Create bore nixos module

[zSuperx]

This PR creates a NixOS module for bore, a TCP tunneling program. More can be read about bore here. While Bore is already packaged within nixpkgs (available at pkgs.bore-cli), its functionality can be greatly improved if integrated as a full NixOS module.

This PR creates said module, exposing options like services.bore.servers and services.bore.local. Each .<name> entry within these attribute sets corresponds to a separate systemd service running bore [local|server] ....

As for the checklist below, I have tried running nixpkgs-review, but it seems to kill my tmux terminal pane before showing any kind of useful output. I can debug & rerun it if needed for this PR. Additionally, I have not written official NixOS tests for this module yet (since I have yet to learn the necessary syntax for doing so), though I have tested the options thoroughly on my own servers. Writing the tests is something I plan on doing in the coming days (as I figure out how to do so, and also depending on the reception of this PR).

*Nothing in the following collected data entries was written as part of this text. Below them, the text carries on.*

PR #1040, opened 2024-09-07
Allow password reset even if user has never confirmed their email

### LINKED ISSUE #1039: did not click on sign up link
If a user never activates their account they cannot reset their password

eatyourpeas:
### Overview

A common situation is that users fail to click on their account creation link within 72 hours.
*What should happen:*
User contacts Epilepsy12 who navigate to the user in the platform -> edit user -> click on reset password
This triggers a password reset email with a token to the user who clicks through to set a password
This pathway has been retested and works.
*What actually happens:*
User does not contact Epilepsy12 team as directed as does not read the email. User navigates to password reset page and requests new password. Because the user does not yet have a useable password, no email is sent - this is django stock behaviour. There is no messaging to the user to say this, so frustration follows.

Proposed solution offered in this PR
- user account created by their centre lead clinician. An email is sent out with updated details on steps to take to confirm their email in future if they do not click on the link within 72hrs
- user fails to confirm account within 72 hr and enters the gulag
Two options then result:
**Option One**
1. user contacts epilepsy12 who navigate to user account in the platform - this is the original expected workflow. E12 admin click on the resend email button which only appears for users who have not yet confirmed their accounts. The title of this button has been clarified to `Resend Account Confirmation Email`.
2. User gets email with fresh token and has a further 72 hrs to confirm account and set password. User has escaped the gulag.
**Option Two**
1. User does not read any of the emails and navigates to password reset, or reads the original email with the expired token, and follows link to reset password
2. User receives email with reset password link and confirms email as well as resetting password. User has escaped the gulag.

Along with this small change in workflow, better signposting in the user table has been added, where a blue target appears next to the user if they have an active account (all accounts are active by default) but have yet to confirm their email. This is replaced by a pink tick if email has been confirmed. The popups have also been changed to clarify the users status.

## Implications
Currently the email confirmation step is controlled by E12. This new work flow gives control for the email confirmation step to the user. 

The alternative solution would be to retain the current work flow but institute better messaging in the emails and on the login and password reset screen directing users who have not yet confirmed their accounts to contact E12 and ask for the account confirmation email to be resent. 

The only implications of this new proposed workflow are possibly that is a little less secure. In either situation, the only way an account could be created by a bad actor would be for them to intercept the emails or have access to the user's email account. The current workflow allows an E12 audit team member to have communication with the user wishing to confirm their account as an extra layer of security that they are happy the person is who they say they are. In the new work flow, a user that has access to an email address in the platform can reset the password and confirm the account in one step.

### Code changes

The standard django ResetPasswordForm has been subclassed and the `get_users` method has been overridden to return all users with a matching email, so long as they are active, whether they have useable passwords or not. This class is used by the reset password view.

Some wording changes to the emails sent have been made, and to the create user form.

### Related Issues

Closes #1039

### DIFF
--- a/epilepsy12/scratchpad.md
+++ b/epilepsy12/scratchpad.md
@@ -9,4 +9,25 @@ This file is to write steps in a workflow. It is not a substitute for the docs.
 3. check email_confirmed flag in admin as superuser
 4. allow 2 minutes to expire
 5. click on confirm email link as logged out user to confirm token has expired
-6. Try and reset password as new user
+   Option 1
+
+- superuser clicks on resend email link and logs out
+- user clicks on password reset email from this and resets password then logs in
+- superuser checks admin
+
+Option 2
+
+- user has not confirmed account and that token has now expired
+- user tries to reset password - they are in the gulag: no email is sent
+
+1.  Try and reset password as new user
+
+
+Items to fix
+
+
+
+Observations
+The newly created user with email_confirmed being false and token expired has is_active still true, password_last_set datetime is same as creation datetime
+Option 1 workflow is working as expected: user has 
+
--- a/epilepsy12/scratchpad.md
+++ b/epilepsy12/scratchpad.md
@@ -1,33 +1,3 @@
 # Scratchpad
 
-This file is to write steps in a workflow. It is not a substitute for the docs.
-
-## If a user fails to click on the confirm email link they cannot subsequently reset their password. Debug work flow
-
-1. Set token expired to 2 minutes
-2. create new user
-3. check email_confirmed flag in admin as superuser
-4. allow 2 minutes to expire
-5. click on confirm email link as logged out user to confirm token has expired
-   Option 1
-
-- superuser clicks on resend email link and logs out
-- user clicks on password reset email from this and resets password then logs in
-- superuser checks admin
-
-Option 2
-
-- user has not confirmed account and that token has now expired
-- user tries to reset password - they are in the gulag: no email is sent
-
-1.  Try and reset password as new user
-
-
-Items to fix
-
-
-
-Observations
-The newly created user with email_confirmed being false and token expired has is_active still true, password_last_set datetime is same as creation datetime
-Option 1 workflow is working as expected: user has 
-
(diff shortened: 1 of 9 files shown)


epilepsy12/scratchpad.md
```diff
@@ -0,0 +1,3 @@
+# Scratchpad
+
+This file is to write steps in a workflow. It is not a substitute for the docs. It is included for convenience
```
mbarton: Do we need this checked in?

epilepsy12/views/user_management_views.py
```diff
@@ -598,11 +600,12 @@ def form_valid(self, form):
 
 
 class ResetPasswordConfirmView(PasswordResetConfirmView):
-    # overridden custom django password reset work flow. User has submitted a valide password for reset
+    # overridden custom django password reset work flow. User has submitted a valid password for reset
     # their email is stored in session for use later to update logs if they are successful
     def form_valid(self, form):
         # Store the user's email in the session
         self.request.session["user_email"] = form.user.email
+        print(f"Password reset requested for {form.user.email}")
```
mbarton: Use a logger just for consistency?

templates/registration/password_reset_confirm.html
```diff
@@ -49,7 +49,7 @@ <h5>Password Guidance</h5>
         
     {% else %}
         <h1>Password reset failed</h1>
-        <p>The password reset link was invalid, possibly because it has already been used. Please request a new password reset.</p>
+        <p>The password reset link was invalid, possibly because it has already been used or it has expired - tokens only last 72 hours. Please request a new password reset.</p>
```
mbarton: I wouldn't say token here, it doesn't mean anything to a user. Maybe just:

```suggestion
        <p>The password reset link was invalid, possibly because it has already been used or it has expired after 72 hours. Please request a new password reset.</p>
```

mbarton (commented):
I'm not sure this weakens security, email confirmation is more to check the email address is correct in the first place.

Following on from this though should we have an email confirmation step at all?

mbarton:
@SAbdin93 and I have confirmed on a teams call this works - the user was able to register and set 2fa

PR #1029, opened 2024-08-29
Migrate to Azure Container Apps

mbarton:
Sets up E12 to continuously deploy to Azure Container Apps on merge to live

PR #1042, opened 2024-09-11
Fix the docs

mbarton:
When we migrated to Azure Container Apps (#1029) I forgot that the documentation was hosted via `mkdocs serve` and a special route in the Caddyfile. There was nothing in the new setup that reproduced this, so we fell back to the old iframe docs route which referenced a static site that no longer exists.

To put the docs back to how they were I've configured Whitenoise to serve them. Unfortunately this means we need to run `docker compose build` twice because we use the Django container to run mkdocs as we have plugins installed. In practice though all the base layers are already built so it's not much slower.

I've tested this by manually editing the GitHub deploy workflow to deploy to staging from this branch.

### DIFF
--- a/.github/workflows/deploy.yml
+++ b/.github/workflows/deploy.yml
@@ -4,7 +4,6 @@ on:
   push:
     branches:
       - live
-      - mbarton/fix-the-docs
 
 permissions:
   id-token: write
--- a/.github/workflows/deploy.yml
+++ b/.github/workflows/deploy.yml
@@ -4,6 +4,7 @@ on:
   push:
     branches:
       - live
+      - mbarton/fix-the-docs
 
 permissions:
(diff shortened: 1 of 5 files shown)


mbarton:
Overdue on [STAGING](https://e12-staging.rcpch.tech/), [LIVE](https://e12.rcpch.ac.uk/) (merged by @mbarton 30 minutes and 3 seconds ago) What's gone wrong?

mbarton:
Seen on [STAGING](https://e12-staging.rcpch.tech/), [LIVE](https://e12.rcpch.ac.uk/) (merged by @mbarton 34 minutes and 16 seconds ago) Please check your changes!

SAbdin93:
Thanks Michael! :)

PR #1044, opened 2024-09-25
MVP Organisational Audit

mbarton:
Adds a model for the organisational audit and a UI to fill it in.

Screenshot from 2024-09-25 16-28-03

I've implemented the UI as one big form and used HTMX to automatically save changes as you go along. As such the model allows `null=True` and `blank=True` for all fields.

The UI is driven from fields on the model help text.

To test:

- Go to the Django admin
- Create an OrganisationalAuditSubmissionPeriod
- Set it to active
- Visit /trust/1/audit

TODO in this PR:
  - Check we're happy with how the model is defined
  - Finish off the UI for section 6 onwards
    - [x] ~~Support 6.3i which as "other" as an option of a child (make `parent_question_number` work for children too)~~
    - [x] Other support for multiselect (6.4)
    - [x] Don't show automatically generated question numbers for children (especially Other fields)
    - [x] Fix bug where 7.4.2 Other shows if you select Other but then change 7.4 to Yes (ie recursively check visibility of parents)
    - [x] Should 7.2 be a multiselect?
    - [x] Would section 4 be clearer as a multiselect?
  - ~~See if it’s better to replace the recursive lookup helpers with recursive rendering code~~
  - ~~Collapse the migrations to a single file~~

TODO in future PRs:
  - ~~Other text box appears in 5.3 before an option is selected~~
  -  Add a page title
  - Fix focus jumping to start of input after save
  - Render Yes/No/Uncertain inline in section 4
  - Show progress tracking (i.e have you finished the form)
  - Test form validation and show errors
  - Show answers from previous submission for questions that aren't filled in yet
    - The user should proabably "confirm" these answers before we say the form is filled in
  - Download the results as CSV for the RCPCH audit team
  - Remove the other answers if 'Cannot achieve any of the above' selected for 7.4


mbarton:
Seen on [STAGING](https://e12-staging.rcpch.tech/), [LIVE](https://e12.rcpch.ac.uk/) (merged by @mbarton 12 minutes and 43 seconds ago) Please check your changes!

PR #1076, opened 2024-10-15
Banners!

### LINKED ISSUE #882: Announcements/Notifications
We want to reduce the amount of comms we're sending via email. Is there a way we can share comms via the platform e.g. a notification icon at the top right, or alerts/pop-ups when users log in.

These will typically be used to announce things like - upcoming deadlines, publications, events & webinars

### LINKED ISSUE #1059: Add organisational audit banner to organisation dashboard
Add a banner onto the organisation dashboard, visible to Lead clinicians and us, to direct people to the organisational audit when open.

“The 2024 Organisational Audit is now open. Please complete data entry[link] by 14 January 2025.”
- Either hyperlink or via additional button.

### LINKED ISSUE #1060: [Organisational audit] - description at top of submission page
Add the following description at the top of the organisational audit page:

“Please complete the 2024 Organisational Audit for your Trust/Health Board, to describe your epilepsy service as of 1 November 2024. Please complete your data entry by 23:59 on 14 January 2025. 
This form has been pre-populated with data from your most recent organisational audit submission. Please note, you will still need to submit/accept the data before the above deadline.”

Have submit/accept button either at top or bottom of the page – only visible if the form is prepopulated.

mbarton:
Fixes #1060
Fixes #1059 
Fixes #882 

Add banners using the Django admin, targeted to specific pages using a regular expression. Add arbitrary HTML to the banner.

Screenshot 2024-10-15 13 10 13

Screenshot 2024-10-15 12 42 18

Allows us to implement the guidance for the organisational audit in #1060 and #1059 generically. In particular you can target banners at specific users (eg the organisational audit CTA should only be shown to lead clinicians). RCPCH audit team members can always see banners.

Banners are a model in the database but are cached for 10 seconds to avoid introducing another database call on every page load. This might be overkilll though as our pages load from the DB pretty much every time anyway. Although this way at least the unauthenticated homepage doesn't hit the DB every time.

@eatyourpeas do you think a model and the Django admin is the right way to implement this? I'm wondering should the banner definitions just be in the codebase since we have a quick CD pipeline now? At least having it in the DB the team can change banners without raising a PR and being worried they'd break something.


eatyourpeas (commented):
This is a really nice feature.
I have noticed that page load is slow. If you change organisations for example there is quite a lag. I am a bit surprised by this because I think we should not be doing any aggregations on page load, only pulling the table from the db. When we took celery out though I am not sure now how we left that. Might be worth seeing how much work the db is doing and what time it is taking: otherwise you are right it might add to latency.
I like the idea of using the db though - we could use admin to start with but It would not be much work to create a form I guess for RCPCH audit team members to CRUD banners themselves, with a drop down to target different user groups. 
The nice thing about a model is that you could potentially track who has seen the banner and who hasn't? So for example if they have already completed the audit you could hide the banner, or if you have read the notification we could stop showing it. I find it annoying at work for example to continue getting emails telling me to fill out the staff survey if i have already filled it in.

mbarton:
Cool thanks. I agree that in the context of the slow page load the cache doesn't make much difference - testing it locally it takes 1.5 seconds without the banners and 1.6 with.

I think I will still keep in it though just for the sake of the unauthenticated homepage.

I've raised a separate issue to look at the performance of the org summary page: https://github.com/rcpch/rcpch-audit-engine/issues/1092

mbarton:
> The nice thing about a model is that you could potentially track who has seen the banner and who hasn't? So for example if they have already completed the audit you could hide the banner, or if you have read the notification we could stop showing it

I'm definitely up for the latter, the former feels quite use case specific where I'm trying to keep the banners implementation as general as possible

mbarton:
Overdue on [STAGING](https://e12-staging.rcpch.tech/), [LIVE](https://e12.rcpch.ac.uk/) (merged by @mbarton 30 minutes and 5 seconds ago) What's gone wrong?

mbarton:
Seen on [STAGING](https://e12-staging.rcpch.tech/), [LIVE](https://e12.rcpch.ac.uk/) (merged by @mbarton 57 minutes and 59 seconds ago) Please check your changes!

PR #1087, opened 2024-10-16
Fix crash for users without an org employer

mbarton:
RCPCH audit team members might not have an organisation employer, but they're still allowed to see all the org audit pages. Fix crash.


mbarton:
Seen on [STAGING](https://e12-staging.rcpch.tech/), [LIVE](https://e12.rcpch.ac.uk/) (merged by @mbarton 20 minutes and 38 seconds ago) Please check your changes!

Issue #1096, opened 2024-10-30
Replace findthatpostcode with our own self-hosted postcodes.io


mbarton:
We have noticed variable performance on findthatpostcode.uk, sometimes up to 10 seconds for a single request. This is fine because we are of course not paying for it! However in practice that's likely to be too slow for our users.

We have discussed creating a self-hosted instance of [postcodes.io](https://postcodes.io/). We moved away from that provider as it seemed less up to date than findthatpostcode but since then they have made multiple releases and should now be up to date as of August 2024.

It's now up and running at https://api.rcpch.ac.uk/postcodes (API key required).

We will migrate in two steps

1. Create new settings that when set use our postcodes.io
2. Remove the old findthatpostcode code path

That way we're rollback safe and won't immediately break everyones local dev environments.

We also need to handle terminated postcodes. Postcodes.io provides a separate endpoint for this, we can fallback to that if the main one gives us a 404.

As part of this we should consider porting these postcode handling improvements over from NPDA:

- https://github.com/rcpch/national-paediatric-diabetes-audit/pull/970
- https://github.com/rcpch/national-paediatric-diabetes-audit/pull/973
- https://github.com/rcpch/national-paediatric-diabetes-audit/issues/985

mbarton:
Note the docs need updating when this change is made: https://github.com/rcpch/rcpch-audit-engine/pull/1105/files/3fb2de2aa0a0f48b118dc4c4bf932a2686b15b1d#r1867521080

mbarton:
I've seen a couple of cases over the past 24 hours where correct postcodes are rejected because findthatpostcode returns a 429 Too Many Requests

mbarton:
Bumping the priority of this as I've seen another 429 this morning. It would also "fix" #1173 for future patients by disallowing `O` as the sector when it should be `0`.

Looking at the error message the free allocation is per day, so we might be stuck all day now?

![Image](https://github.com/user-attachments/assets/47efcae8-37c8-4814-9091-fc021b71f252)

mbarton:
postcodes.io does have a terminated postcode search that returns geo coordinates so for retired postcodes we could get the IMD that way (see https://github.com/rcpch/national-paediatric-diabetes-audit/issues/716)

PR #1105, opened 2024-11-24
jersey-joins-epilepsy12

### LINKED ISSUE #1100: Adding Jersey to platform
Jersey will be joining the E12 audit from April 2025. This will require us to make a few changes on the platform, most things you may be aware of from the NPDA:

- [x] Allowing the platform to accept URN numbers for Jersey instead of NHS numbers
- [x] Updating the maps to show Jersey
- [x] Possibly updating their KPI dashboard?

This will be their reporting structure:
•	Organisation: Jersey General Hospital
•	Trust: Jersey General Hospital
•	ICB: N/A
•	OPEN UK: SWIPE (South West Interest Group Paediatric Epilepsy)
•	NHSE Region: N/A
•	Country: Jersey
•	National – not included (so remains as England and Wales only)

The deadline for this is **1 April 2025**.

### LINKED ISSUE #1101: Adding Jersey to Organisational Audit
Related to #1100, Is it possible to add Jersey to the 2024 organisational audit? Can we give them just access to the org audit form, without us needing to have the clinical side worked out?

eatyourpeas:
Fixes #1100
Fixes #1101 

### Overview

Jersey is in the Channel Islands and part of the UK but does not participate in the NHS. There are reciprocal agreements about some hospital treatment, but inpatient care is free only to people who have been resident for 6 months and have a Health Card.

Adding Jersey General Hospital to Epilepsy12 has implications for 7 parts of the audit

- **Organisational structure**: the E12 structure is that organisations have a Trust or Local Health Board as their parent. There is a hierarchy above this which varies between England and Wales. Organisations and Trusts in England might have the same name, but will always have separate ODS codes, which are often similar. Jersey General Hospital in St Helier is a Trust which provides medical care directly. To work around this, Jersey General Hospital has been created both as an Organisation and a Trust, each with the same ODS code, so that it is its own parent.
- **Levels of Abstraction**: Jersey has been added as a separate country, so that it can report at the level of organisation, trust, OPEN UK Network, and country, though the numbers for 3 of these 4 hierarchies will be the same.
- **Boundary files**: Shape files for Jersey's boundaries have been included in the `shape_files` folder. The boundaries do not map evenly to the Country model, so the Country model has been refactored to allow some fields to accept blank values. There are 3 migrations that have been created for this - the first to refactor the boundary/Country model and Trust model (to accept longer ODS codes), the second to map the Jersey shape file layers to the Country model and import the data, the third to add Jersey organisation and Trust to the database if does not exist.
- **Maps**: The functions relating to mapping have been slightly altered to filter to country (something that really needed fixing anyway). The template filters out all English and Welsh organisational geographies.
- **Postcodes**: E12 currently still uses `findmypostcode.co.uk` as a postcode validation and lookup service but RCPCH have more recently moved over to its own instance of `postcodes.io`. Neither of these support Jersey so a new function is included to validate Jersey postcodes (all of which begin JE) with regex. This won't validate the postcode if it does not exist, but will ensure it is at least more or less in the right format. As part of this the seed functions and E12CaseFactory have been updated to generate Jersey postcodes from a random list.
- **GeoCodes**: E12 currently looks up postcodes against an API which returns longitude and latitude, and these are stored in the model (using SRID 27700) and this is used to plot them on the scatter plots. There is no authoritative open source lookup of Jersey postcodes matched with geocodes. The Jersey government have 'private partners' who sell this data at £85 a year as a csv download is the cheapest I can find. Or there is Google maps API or a string of other providers such as OpenCage, but these are similarly paid for services. There is not much about this when I search, but generally people in Jersey seem to say that accuracy and coverage is not that great. For the moment therefore  a hacky work around is not to save geocode data on save and skip the lookups if the postcode is a Jersey one. This means the scatterplots currently will never have plots. I will open a separately to track the progress of this.
- **Index of multiple deprivation quantiles**: We currently get IMD quantiles from our own service which accepts a postcode across England, Wales, Scotland and Northern Ireland and returns country-specific quantiles. It does not accept Jersey postcodes, since the reference data for IMD does not cover Jersey. Jersey released some data based on its census of 2021 [here](https://www.gov.je/SiteCollectionDocuments/Government%20and%20administration/R%20Census%202021%20Indicators%20of%20Deprivation%20Report%2020221213%20SJ.pdf) and makes interesting reading. In the 10 years from 2011, deprivation has fallen, completely the opposite of England who introduced austerity measures in 2010. There are more old people in Jersey, and more people now have cars, fewer have children under 5 y, more have qualifications and their own home. Interestingly more are single parents. Because the population is small (~100,000), IMD is reported in vingtaines, rather than quintiles or deciles. The actual data is not published (at least that I can see) be we could contact Ian Cope (Chief Statistician | chiefstatistician@gov.je) potentially to ask if we may have it. I should have thought a simple look up could be hard coded into E12, though ideally we would include this in the RCPCH Census Platform. For the moment, we get a 500 error (which needs fixing) and this is trapped in a `try..except` so that no value is stored.
- **Unique Reference Number (URN)** Since Jersey is not part of the NHS, users do not have NHS numbers, instead they have URNs. There is no published methodology on the creation of these numbers, how uniqueness is ensured, whether there is any checksum/validation method as is the case for NHS numbers. To accommodate this this PR includes a new field in the `Case` model `unique_reference_number` which is (unique, obviously) but conditionally used in the forms, list views and so on if Jersey General Hospital and its patients are involved. The `CaseForm` now accepts an `organisation_id` parameter to check for this and has a `is_jersey` flag to decide whether to allow users to store URNs or NHS Numbers for a given patient. Cleaning methods have been updated for this. I have not yet added any tests for this but it appears to work in the UI at least. The templates have been updated conditionally to reference URN vs NHS Numbers, as well as the filters.

### Other bits

The admin has been updated to allow search fields for Trust and Organisation models

Documentation has been added on how to add .shp files and laymapping as this process is convoluted and easy to get wrong. I will add some of the detail above in separate commits.

### Tests
There are no tests specifically for Jersey. I will do this in separate commits. Existing tests are all passing.

### Related Issues

This closes #1100

New issues will be created for:
1. service to validate Jersey postcodes
2. service to return longitude/latitude against Jersey postcodes
3. index of multiple deprivation in Jersey


eatyourpeas:
image
image
image

documentation/docs/development/postcodes.md
```diff
@@ -0,0 +1,14 @@
...
+reviewers: Dr Simon Chapman
+---
+
+This should be read in conjunction with sections on mapping and index of multiple deprivation. 
+
+Postcodes for patients are stored in RCPCH-Audit-Engine securely as part of the national agreement for the RCPCH Epilepsy12 clinical audit. Opt out can be requested by patients and all data with the exception of the platform unique identifier (not the NHS number or Unique Reference Number) which is retained to generate an accurate denominator.
+
+Postcodes are used primarily to calculate indices of multiple deprivation, but are also used to provide a scatterplot for clinicians of patients in a given organisation to report maximum/minimum/mean and median distances patients have to travel for care.
+
+Postcodes are passed to an RCPCH hosted service which has its own instance of the open source project maintained at [postcodes.io](https://postcodes.io). This reports information against postcode which include LSOA (see Indices of Multiple Deprivation) as well as longitude and latitude. These latter data points are used for scatter plots.
```
mbarton: This isn't the case yet, it's still on findthatpostcode.uk (https://github.com/rcpch/rcpch-audit-engine/issues/1096)

```suggestion
Postcodes are passed to findthatpostcode.uk. This reports information against postcode which include LSOA (see Indices of Multiple Deprivation) as well as longitude and latitude. These latter data points are used for scatter plots.
```

epilepsy12/common_view_functions/map_from_shape_file.py
```diff
@@ -35,7 +38,17 @@ def generate_case_count_choropleth_map(
     """
     px.set_mapbox_access_token(settings.MAPBOX_API_KEY)
 
-    region_tile = region_tile_for_abstraction_level(abstraction_level=abstraction_level)
+    # if organisation.ods_code == "RGT1W" and (
```
mbarton: Still required?

epilepsy12/forms_folder/case_form.py
```diff
@@ -79,19 +84,68 @@ class CaseForm(forms.ModelForm):
...
+                country_boundary_identifier=Organisation.objects.get(
+                    id=self.organisation_id
+                ).country.boundary_identifier,
+                is_jersey=self.is_jersey,
+            )
+            if self.is_jersey:
+                # this is Jersey
+                if self.instance.unique_reference_number is None:
+                    # this is a new form - create a new URN that is unique
+                    while True:
```
mbarton: It is gated behind a DEBUG flag but I'm always a bit scared at having a `while True` buried within nested code - it's a risk that this could run unexpectedly and crash the app.

Do we need it? We don't bother with it for NHS numbers below. We could also just use a UUID

epilepsy12/forms_folder/case_form.py
```diff
@@ -124,6 +178,11 @@ def clean_date_of_birth(self):
 
     def clean_nhs_number(self):
         # remove spaces
+        organisation = Organisation.objects.get(id=self.organisation_id)
```
mbarton, line 180: What use case does this cover?

epilepsy12/forms_folder/case_form.py
```diff
@@ -141,8 +200,37 @@ def clean_nhs_number(self):
...
+        nhs_number = cleaned_data.get("nhs_number")
+        unique_reference_number = cleaned_data.get("unique_reference_number")
+        if self.is_jersey:
+            if unique_reference_number is None:
+                raise ValidationError("URN is a mandatory field.")
+            if self.instance.unique_reference_number:
+                # there is an existing URN
+                if unique_reference_number != self.instance.unique_reference_number:
+                    # the new URN does not match the one stored
+                    if Case.objects.filter(
```
mbarton: We should implement this as a unique constrant at the database level not as a cleaner

epilepsy12/management/commands/seed.py
```diff
@@ -168,6 +168,9 @@ def run_dummy_cases_seed(cases, organisations, noskip, verbose=True):
         num_cases_to_seed_in_org = int(cases / len(organisations))
         print(f"Creating {num_cases_to_seed_in_org} Cases in {org}")
 
+        # Check if the organisation is in Jersey - this is important for generating postcodes and URNs rather than NHS Numbers
+        is_jersey = org.country.boundary_identifier == "JEY"
```
mbarton, line 173: We should add Jersey to the ORGANISATION_SEED_LIST so we have patients there in our local dev instances to tease out any unexpected bugs

epilepsy12/models_folder/case.py
```diff
@@ -64,7 +64,20 @@ class Case(TimeStampAbstractBaseClass, UserStampAbstractBaseClass, HelpTextMixin
...
     nhs_number = models.CharField(  # the NHS number for England and Wales
-        "NHS Number", unique=True, blank=True, null=True, max_length=10
+        "NHS Number",
+        unique=True,
+        blank=True,
+        null=True,
+        max_length=10,
+        help_text="This is the NHS number for England and Wales. It is used to identify the patient in the audit.",
+    )
+    unique_reference_number = models.CharField(
```
mbarton, line 74: As mentioned above, I think we could use a [UniqueConstraint](https://docs.djangoproject.com/en/5.1/ref/models/constraints/#uniqueconstraint) across NHS number and URN rather than enforcing uniqueness for URNs at the form cleaner level

epilepsy12/views/case_views.py
```diff
@@ -641,13 +661,15 @@ def update_case(request, organisation_id, case_id):
...
     organisation = Organisation.objects.filter(pk=organisation_id).get()
+    case = get_object_or_404(Case, pk=case_id)
+    form = CaseForm(instance=case, organisation_id=organisation_id)
 
     # set select boxes for situations when postcode unknown
-    country_choice = ("ZZ993CZ", "Address unspecified - England")
+    country_choice = (
+        "ZZ993CZ",
+        "Address unspecified - England",
+    )  # TODO we are using the same value for England and Jersey. is that correct?
```
mbarton, line 693: I guess not but I'm not sure it's worth the conditional logic?

@nikyraja @SAbdin93 Should we add a new ZZ code for unspecified addresses in Jersey?

epilepsy12/forms_folder/case_form.py
eatyourpeas: good point. will remove

epilepsy12/forms_folder/case_form.py
eatyourpeas: The form sets the none values in the model to empty strings. This might be because blank is True, so possibly my fault. If the child is from Jersey the URN is cleaned and the NHS number is set to none. I am happy to have some better approach. The clean_* methods are called before the final clean method, so the intention was to do some basic validation here first.

epilepsy12/management/commands/seed.py
eatyourpeas: Shazam!

epilepsy12/forms_folder/case_form.py
eatyourpeas: absolutely. i have put a `unique_together` field in the model.

epilepsy12/views/case_views.py
eatyourpeas: The ZZ codes are [NHS standards](https://digital.nhs.uk/data-and-information/data-collections-and-data-sets/data-sets/mental-health-services-data-set/submission-guidance/make-a-basic-submission#:~:text=If%20the%20postcode%20of%20the,Postcode%20is%20unknown%20%2D%20ZZ99%203WZ).  Jersey are not part of the NHS so I guess will not have any codes. NHS Wales have their own versions of the same but different codes. Maybe there is a code for people who live on yachts?

epilepsy12/models_folder/case.py
eatyourpeas: I agree

eatyourpeas:
A number of additional changes included. Main change is to add a `unique_together` constraint to the `Case` model for URN and NHS number. I have not added the 6 digit validator as we agreed today. Other bits all taken on board and amended.

mbarton (approved):
I've run this up locally, seeded some data and added patients in both Jersey and Kings. All seems to be fine, nice work!

eatyourpeas:
merging this will be quite complicated as there have been a bunch of migrations in between when this was created and now. Perhaps we could pair on this?

mbarton:
Seen on [STAGING](https://e12-staging.rcpch.tech/), [LIVE](https://e12.rcpch.ac.uk/) (merged by @eatyourpeas 30 minutes and 8 seconds ago) Please check your changes!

EDIT: I have written NixOS tests and ensured they are passing.

Things done

• Built on platform:
  • x86_64-linux
  • aarch64-linux
  • x86_64-darwin
  • aarch64-darwin
• Tested, as applicable:
  • NixOS tests in nixos/tests.
  • Package tests at passthru.tests.
  • Tests in lib/tests or pkgs/test for functions and "core" functionality.
• Ran nixpkgs-review on this PR. See nixpkgs-review usage.
• Tested basic functionality of all binary files, usually in ./result/bin/.
• Nixpkgs Release Notes
  • Package update: when the change is major or breaking.
• NixOS Release Notes
  • Module addition: when adding a new NixOS module.
  • Module update: when the change is significant.
• Fits CONTRIBUTING.md, pkgs/README.md, maintainers/README.md and other READMEs.

---

Add a 👍 reaction to pull requests you find important.

[MattSturgeon]

I have tried running nixpkgs-review, but it seems to kill my tmux terminal pane before showing any kind of useful output. I can debug & rerun it if needed for this PR.

nixpkgs-review builds all packages that were "changed" by a PR. You can view what was added, removed, and changed in the "eval summary" CI results. In this case:

1. nixos-install-tools
2. tests.nixos-functions.nixos-test

I don't think running nixpkgs-review adds any value in this case.

[MattSturgeon]

I'm not familiar with bore and can't comment on whether you're using or configuring it correctly. I'm also not intimately familiar with NixOS systemd services. I can review general nix and module system stuff though.

I think the biggest issue is that you've decided to cleanly separate the "server" and "local" stuff into separate files. As much of the implementation is identical, this leads to a lot of duplication.

We can DRY this up by combining similar files together and explicitly handling where local/server need to be different. Or alternatively, implement "common" things in a shared file and "special" things in separate files that import the shared file.

Also, when this PR is ready to be merged (or ideally, sooner while it's being reviewed), your commits will need some cleanup. See https://github.com/NixOS/nixpkgs/blob/master/CONTRIBUTING.md#commit-conventions

• Create one commit for each logical unit.
• If you have commits pkg-name: oh, forgot to insert whitespace: squash commits in this case.
  Use git rebase -i. See Squashing Commits for additional information.

In this case that essentially means:

1. maintainers: add zsuper
2. nixos/services/bore: init
3. nixos/tests/bore: init

[zSuperx]

When rebasing to squash the commits into the following:

• maintainers: add zsuper
• nixos/services/bore: init
• nixos/tests/bore: init

There are a few commits that touched module files and test files. What should I do in that case?

[MattSturgeon]

There are a few commits that touched module files and test files. What should I do in that case?

Rewriting git history can get tricky in that scenario. There are lots of fancy techniques, depending on your exact scenario and preferred workflow.

The simplest approach is to kinda start from scratch.

# Replace <base_commit> with the commit before your PR
# This will remove your commits, but keep their changes in the worktree
$ git reset --mixed <base_commit>

# Now you've reset the commits, you can re-create them...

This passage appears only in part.